Issue #1036, opened 2020-11-19
Sharing: Text hidden behind the keyboard when large text is selected.


rezzap:
When using the option to share from one app to Simplenote and a large portion of text is added, the text becomes trapped behind the keyboard and there is no way to edit the section that overflows. 

### Expected

I'd expect to be able to scroll the full way down to edit the full text.

### Observed

The text is hidden by the keyboard and can't be editable. 

### Reproduced

> 1. Go to a different app, like Instapaper or News.
> 2. Tap on the share icon and select the option to Share to Simplenote.
> 3. Make sure the text box has large amounts of text, or paste a large portion of text in the box. 
> 4. You will see the error if you try to scroll to the bottom of the screen. 

![Screen Recording 2020-11-19 at 01 30 30 pm](https://user-images.githubusercontent.com/10325627/99672736-bc108a80-2a6b-11eb-86f7-0a12f87ce8a1.gif)

***(Optional)*** If you reproduced the bug on a specific device, please replace DEVICE_MAKE, DEVICE_MODEL, IOS_VERSION, and APP_VERSION below with the details for that device.  If you reproduced the bug on multiple devices, please add a row for each device.

Make|Model|iOS Version|App Version
-|-|-|-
---
# EXERCISE
Count the lines above that include the word "scroll". Reply with that number alone.

# RESPONSE TO THIS TASK
2